- Try it
Only one stretch of the data below should be repeated: the lines from the line containing "We can probably" through the line containing "I am abandoning this PR for", inclusive, exactly as they are.

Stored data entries
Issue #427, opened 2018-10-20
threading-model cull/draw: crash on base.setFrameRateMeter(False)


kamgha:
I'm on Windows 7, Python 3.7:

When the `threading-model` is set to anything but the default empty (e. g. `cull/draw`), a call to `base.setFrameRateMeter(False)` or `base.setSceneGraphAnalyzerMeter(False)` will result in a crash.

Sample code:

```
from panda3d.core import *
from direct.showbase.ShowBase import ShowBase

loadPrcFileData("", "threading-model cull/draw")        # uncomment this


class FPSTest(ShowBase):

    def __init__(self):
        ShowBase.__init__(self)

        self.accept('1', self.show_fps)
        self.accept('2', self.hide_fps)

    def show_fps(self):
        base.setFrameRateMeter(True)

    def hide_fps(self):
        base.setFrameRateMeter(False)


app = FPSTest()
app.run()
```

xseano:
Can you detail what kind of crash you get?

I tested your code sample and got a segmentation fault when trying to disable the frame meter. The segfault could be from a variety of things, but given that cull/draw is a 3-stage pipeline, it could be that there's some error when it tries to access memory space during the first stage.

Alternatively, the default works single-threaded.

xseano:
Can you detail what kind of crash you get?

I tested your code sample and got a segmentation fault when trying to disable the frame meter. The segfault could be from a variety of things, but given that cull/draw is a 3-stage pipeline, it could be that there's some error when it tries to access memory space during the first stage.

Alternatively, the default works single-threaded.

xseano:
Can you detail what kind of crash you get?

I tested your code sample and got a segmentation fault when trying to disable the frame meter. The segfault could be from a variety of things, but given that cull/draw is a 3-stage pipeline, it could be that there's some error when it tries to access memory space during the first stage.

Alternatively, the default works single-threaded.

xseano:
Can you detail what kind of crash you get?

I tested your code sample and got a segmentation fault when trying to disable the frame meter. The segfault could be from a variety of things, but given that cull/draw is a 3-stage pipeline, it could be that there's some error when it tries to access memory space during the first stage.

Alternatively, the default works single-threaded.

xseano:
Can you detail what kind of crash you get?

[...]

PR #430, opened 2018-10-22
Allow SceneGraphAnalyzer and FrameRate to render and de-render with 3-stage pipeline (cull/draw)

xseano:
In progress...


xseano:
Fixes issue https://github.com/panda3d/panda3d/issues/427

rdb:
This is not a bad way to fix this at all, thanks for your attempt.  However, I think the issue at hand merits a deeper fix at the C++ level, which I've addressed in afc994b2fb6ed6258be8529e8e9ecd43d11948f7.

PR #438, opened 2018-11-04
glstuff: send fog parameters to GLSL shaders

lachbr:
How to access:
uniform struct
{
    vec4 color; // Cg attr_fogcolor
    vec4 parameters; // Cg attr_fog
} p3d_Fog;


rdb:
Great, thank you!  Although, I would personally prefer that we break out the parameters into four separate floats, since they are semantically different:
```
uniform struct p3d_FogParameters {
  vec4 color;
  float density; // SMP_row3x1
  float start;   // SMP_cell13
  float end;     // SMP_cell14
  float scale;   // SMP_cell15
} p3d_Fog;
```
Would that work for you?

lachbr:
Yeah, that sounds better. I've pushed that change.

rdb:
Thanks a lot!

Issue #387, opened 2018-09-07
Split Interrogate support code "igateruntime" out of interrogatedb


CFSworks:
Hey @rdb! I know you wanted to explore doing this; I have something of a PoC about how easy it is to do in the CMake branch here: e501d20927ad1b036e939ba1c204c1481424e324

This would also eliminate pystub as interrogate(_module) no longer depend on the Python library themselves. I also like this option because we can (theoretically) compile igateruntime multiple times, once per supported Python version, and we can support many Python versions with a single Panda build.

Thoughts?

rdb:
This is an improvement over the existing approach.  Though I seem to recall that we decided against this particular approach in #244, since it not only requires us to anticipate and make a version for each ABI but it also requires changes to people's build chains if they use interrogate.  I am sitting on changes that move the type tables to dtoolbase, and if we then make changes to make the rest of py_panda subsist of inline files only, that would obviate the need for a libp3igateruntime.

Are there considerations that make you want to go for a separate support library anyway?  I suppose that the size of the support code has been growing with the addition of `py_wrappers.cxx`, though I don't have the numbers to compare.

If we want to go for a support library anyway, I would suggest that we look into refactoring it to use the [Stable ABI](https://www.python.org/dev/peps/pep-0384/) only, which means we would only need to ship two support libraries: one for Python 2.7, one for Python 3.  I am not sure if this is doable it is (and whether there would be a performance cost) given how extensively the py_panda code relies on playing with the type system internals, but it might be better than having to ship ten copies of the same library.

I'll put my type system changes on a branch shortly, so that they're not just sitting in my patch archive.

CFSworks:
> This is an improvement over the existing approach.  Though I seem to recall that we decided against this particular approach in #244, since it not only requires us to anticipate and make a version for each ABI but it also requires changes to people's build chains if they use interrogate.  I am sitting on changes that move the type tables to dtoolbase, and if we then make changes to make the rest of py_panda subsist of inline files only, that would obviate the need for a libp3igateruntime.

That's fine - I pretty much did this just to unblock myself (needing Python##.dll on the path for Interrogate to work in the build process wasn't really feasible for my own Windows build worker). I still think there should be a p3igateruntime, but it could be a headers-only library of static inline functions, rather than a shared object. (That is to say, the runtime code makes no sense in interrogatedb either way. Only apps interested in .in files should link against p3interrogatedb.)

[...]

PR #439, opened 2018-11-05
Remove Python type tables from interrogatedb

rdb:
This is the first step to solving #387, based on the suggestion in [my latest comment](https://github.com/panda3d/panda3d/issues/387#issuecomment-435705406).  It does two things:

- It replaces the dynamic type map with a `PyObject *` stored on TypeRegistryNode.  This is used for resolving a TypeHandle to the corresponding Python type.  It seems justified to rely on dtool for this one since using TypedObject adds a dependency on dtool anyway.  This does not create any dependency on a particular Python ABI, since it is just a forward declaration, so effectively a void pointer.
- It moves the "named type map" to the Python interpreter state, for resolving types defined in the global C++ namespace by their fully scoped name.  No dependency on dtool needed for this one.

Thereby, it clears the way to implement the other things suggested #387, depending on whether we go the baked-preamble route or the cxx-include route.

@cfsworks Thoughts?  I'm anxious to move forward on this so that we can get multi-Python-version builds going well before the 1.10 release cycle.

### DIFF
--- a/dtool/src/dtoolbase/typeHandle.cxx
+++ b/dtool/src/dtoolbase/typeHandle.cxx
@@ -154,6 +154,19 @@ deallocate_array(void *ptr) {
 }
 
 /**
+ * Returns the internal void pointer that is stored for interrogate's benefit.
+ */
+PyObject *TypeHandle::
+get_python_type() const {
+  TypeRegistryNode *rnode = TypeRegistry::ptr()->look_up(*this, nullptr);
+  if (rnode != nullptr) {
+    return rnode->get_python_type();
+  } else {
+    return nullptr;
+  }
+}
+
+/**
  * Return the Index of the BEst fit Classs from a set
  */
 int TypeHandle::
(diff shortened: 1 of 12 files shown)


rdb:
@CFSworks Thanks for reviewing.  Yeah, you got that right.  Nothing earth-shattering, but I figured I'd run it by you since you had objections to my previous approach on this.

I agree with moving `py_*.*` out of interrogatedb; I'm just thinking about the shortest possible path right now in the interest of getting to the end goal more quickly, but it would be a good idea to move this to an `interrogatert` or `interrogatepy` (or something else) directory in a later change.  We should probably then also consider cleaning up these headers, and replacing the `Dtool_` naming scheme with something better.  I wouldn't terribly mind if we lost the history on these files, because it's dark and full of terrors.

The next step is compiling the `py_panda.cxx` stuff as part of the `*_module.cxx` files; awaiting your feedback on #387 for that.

--

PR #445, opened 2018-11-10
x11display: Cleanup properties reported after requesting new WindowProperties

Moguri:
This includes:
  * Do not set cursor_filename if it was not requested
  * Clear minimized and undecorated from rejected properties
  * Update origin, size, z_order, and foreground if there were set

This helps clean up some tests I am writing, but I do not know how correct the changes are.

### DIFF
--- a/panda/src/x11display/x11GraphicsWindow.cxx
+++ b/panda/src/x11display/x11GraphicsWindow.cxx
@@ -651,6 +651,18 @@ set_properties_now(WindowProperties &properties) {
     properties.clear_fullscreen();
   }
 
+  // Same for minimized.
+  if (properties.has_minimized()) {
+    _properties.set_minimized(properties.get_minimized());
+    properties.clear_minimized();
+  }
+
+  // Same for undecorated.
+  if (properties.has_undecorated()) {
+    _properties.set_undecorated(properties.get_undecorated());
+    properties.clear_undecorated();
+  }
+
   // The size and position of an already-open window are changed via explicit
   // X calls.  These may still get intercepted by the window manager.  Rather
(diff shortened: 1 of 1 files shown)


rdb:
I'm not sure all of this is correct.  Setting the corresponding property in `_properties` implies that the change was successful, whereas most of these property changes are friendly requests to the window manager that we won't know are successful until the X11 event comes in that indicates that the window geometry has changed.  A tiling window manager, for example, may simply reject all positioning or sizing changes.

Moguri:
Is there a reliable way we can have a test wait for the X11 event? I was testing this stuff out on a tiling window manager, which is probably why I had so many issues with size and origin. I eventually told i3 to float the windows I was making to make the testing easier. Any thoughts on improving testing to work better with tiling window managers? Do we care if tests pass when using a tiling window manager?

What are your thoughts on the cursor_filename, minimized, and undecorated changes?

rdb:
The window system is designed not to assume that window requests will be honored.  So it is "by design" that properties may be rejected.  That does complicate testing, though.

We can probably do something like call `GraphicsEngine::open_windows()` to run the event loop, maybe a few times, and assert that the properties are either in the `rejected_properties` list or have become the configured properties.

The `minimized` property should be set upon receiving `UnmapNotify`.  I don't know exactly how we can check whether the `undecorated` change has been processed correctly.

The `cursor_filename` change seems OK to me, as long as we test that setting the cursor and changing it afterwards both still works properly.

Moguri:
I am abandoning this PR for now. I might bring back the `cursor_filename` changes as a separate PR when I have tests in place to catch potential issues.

==

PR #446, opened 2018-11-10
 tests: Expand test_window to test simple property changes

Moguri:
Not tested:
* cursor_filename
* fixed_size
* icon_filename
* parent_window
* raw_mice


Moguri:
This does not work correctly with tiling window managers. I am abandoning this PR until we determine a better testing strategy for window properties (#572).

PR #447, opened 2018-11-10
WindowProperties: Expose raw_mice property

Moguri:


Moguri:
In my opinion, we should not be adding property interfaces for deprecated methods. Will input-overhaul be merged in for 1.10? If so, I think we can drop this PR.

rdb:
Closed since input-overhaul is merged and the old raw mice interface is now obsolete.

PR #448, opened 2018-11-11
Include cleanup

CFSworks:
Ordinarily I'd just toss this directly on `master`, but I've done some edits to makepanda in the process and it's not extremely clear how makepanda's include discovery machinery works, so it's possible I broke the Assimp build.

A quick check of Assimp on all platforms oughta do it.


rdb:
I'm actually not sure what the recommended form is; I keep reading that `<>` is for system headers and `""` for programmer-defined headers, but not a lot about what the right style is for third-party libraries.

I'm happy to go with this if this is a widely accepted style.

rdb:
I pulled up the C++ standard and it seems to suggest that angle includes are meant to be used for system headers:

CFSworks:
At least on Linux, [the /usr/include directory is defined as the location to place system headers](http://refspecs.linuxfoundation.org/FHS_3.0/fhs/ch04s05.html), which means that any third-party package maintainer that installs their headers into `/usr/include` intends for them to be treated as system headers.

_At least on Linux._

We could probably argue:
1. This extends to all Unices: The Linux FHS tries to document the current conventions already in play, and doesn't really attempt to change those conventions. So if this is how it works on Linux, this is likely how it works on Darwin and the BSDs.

- Result for this exercise
We can probably do something like call `GraphicsEngine::open_windows()` to run the event loop, maybe a few times, and assert that the properties are either in the `rejected_properties` list or have become the configured properties.

The `minimized` property should be set upon receiving `UnmapNotify`.  I don't know exactly how we can check whether the `undecorated` change has been processed correctly.

The `cursor_filename` change seems OK to me, as long as we test that setting the cursor and changing it afterwards both still works properly.

Moguri:
I am abandoning this PR for now. I might bring back the `cursor_filename` changes as a separate PR when I have tests in place to catch potential issues.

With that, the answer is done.